Sometimes a Word is Worth a Thousand Icons

Take the Build icon in Visual Studio - what the heck is that meant to be? I’ve never known. But I know it’s the build icon. (OK, not a great example, as I always use the keyboard shortcut…unless my hand is already on the mouse. But it does illustrate that it really doesn’t matter what the picture looks like as long as it’s distinctive.)

We’re really agreeing here, because I didn’t propose text-only UIs. Buttons with text and graphics work best, as in your example.

…uh…except my example is just graphics.

I see no text next to the build button. (There’s a tooltip if I hover, sure, but then are you telling me there weren’t tooltips on the first set of buttons you posted?)

What version of Visual Studio are you running?

Oh, sorry, I was thinking of something else. Maybe I made the conceptual leap between “mousing over the icon once and associating the tooltip with the icon” and “having the tooltip text permanently next to the icon” too quickly.

Move along. Nothing to see here, other than a sea of undifferentiated pixels… :wink:

I think the thing that stands out about the text only menu would be these points:

  • Once you know the icons, it takes less than a blink to spot the one you are looking for and click it.

  • No matter how familiar you are with the program, you have to read every word on the toolbar left to right until you find the same button (for the Find button, that’s about 2-3 blinks).

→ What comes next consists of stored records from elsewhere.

Issue #4878, opened 2026-04-24
Consider dropping K8s packages


afbjorklund:
Considering stopping to use `pkgs.k8s.io`, and starting to use `dl.k8s.io` directly instead?

https://build.opensuse.org/project/subprojects/isv:kubernetes

https://downloadkubernetes.com/ (should both use the CDN)

This is because of the constant release time failures, when it comes to the OBS packages...

Downsides:

1) Binaries are uncompressed

2) Need to add systemd units.

See https://kubernetes.io/docs/setup/production-environment/tools/kubeadm/install-kubeadm/#installing-kubeadm-kubelet-and-kubectl and "Debian-based distributions" vs "Without a package manager"

```
cd /usr/bin
sudo curl -L --remote-name-all https://dl.k8s.io/release/${RELEASE}/bin/linux/${ARCH}/{kubeadm,kubelet,kubectl}
sudo chmod +x {kubeadm,kubelet,kubectl}

RELEASE_VERSION="v0.16.2" # <-- this version is probably outdated for v1.35 and up
curl -sSL "https://raw.githubusercontent.com/kubernetes/release/${RELEASE_VERSION}/cmd/krel/templates/latest/kubelet/kubelet.service" | sudo tee /usr/lib/systemd/system/kubelet.service
sudo mkdir -p /usr/lib/systemd/system/kubelet.service.d
curl -sSL "https://raw.githubusercontent.com/kubernetes/release/${RELEASE_VERSION}/cmd/krel/templates/latest/kubeadm/10-kubeadm.conf" | sudo tee /usr/lib/systemd/system/kubelet.service.d/10-kubeadm.conf
```

(I edited the instructions, to again include `kubectl` and to not relocate to `/usr/local`)

Most people don't want to run `curl` or `tee` as root either, but that's another story.

AkihiroSuda:
> This is because of the constant release time failures, when it comes to the OBS packages...

We are now pinning the dpkg version, so no need to use binary tarballs?
https://github.com/lima-vm/lima/blob/c902e72d5a378162ede31ef2841b6a0bf4330c82/templates/k8s.yaml#L57

AkihiroSuda:
> https://downloadkubernetes.com/

(Off-topic)
The domain once looked like a fake site to me, but it seems legit, as it is linked from k-sigs https://github.com/kubernetes-sigs/downloadkubernetes
But why don't they just use the `*.k8s.io` domain?

afbjorklund:
[...]

PR #4947, opened 2026-05-10
k8s: drop k8s packages and use binaries instead (refs #4878)

ashwat287:


templates/k8s.yaml
AkihiroSuda, line 1: I'm still not convinced:
- https://github.com/lima-vm/lima/issues/4878#issuecomment-4415868543

afbjorklund: It was a item for discussion, considering they dropped the ball three times.

But the added complexity is a problem, and the release dependency an old bug...
(ideally the kubernetes/kubernetes should depend on an external repository)

So I am inclined to hit the "snooze" button, until they also fail [Kubernetes 1.37 ](https://www.kubernetes.dev/resources/release/)?

afbjorklund (changes requested):
Thanks for trying it out, the downsides are indeed bigger than the upside (if any).

"Consider" means it was not decided, and I think we will continue with packages...

ashwat287:
Sure! I raised the PR expecting to initiate the discussion and progress on raised PR. 😄
Thank you!

PR #4948, opened 2026-05-10
Deprecate `_LIMA_QEMU_UEFI_IN_BIOS` flag

### LINKED ISSUE #4607: Deprecate `_LIMA_QEMU_UEFI_IN_BIOS` after QEMU 11.0.0 is released
### Description

Current QEMU tree contains fixes of the issue, which prevented using `pflash` with `whpx` accelerator. It will be delivered with 11.0.0 release, so, this workaround could be skipped altogether when Lima is used with the up to date QEMU.

There are different options to consider:
* switch default based on detected QEMU version (and optionally trigger warning output for informing user);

As noted before, menus tend to only come on in context or when the user switches them on for a particular task, so for most applications they are not overwhelming. Yet, the new ribbon concept may suffer from a nasty problem - if the developer fails to estimate all the contexts correctly, will the command you need ‘right now’ be available?

I find the fuss all the more interesting because I am hampered by the same painful but simple usability issues multiple times a day that have remained unfixed since the Window 3.1 days: 1) the tendancy for the keyboard to spontaneously switch into overtype mode, semi-randomly and without warning, usually just by clicking on another paragraph in the document and starting to type, and 2) the insistance that the default (and sometimes only mode) of Paste is ‘with formatting’ despite the fact that this is almost never useful and often creates wierd formatting issues that can not be undone (paste as plain text should be default, in my view).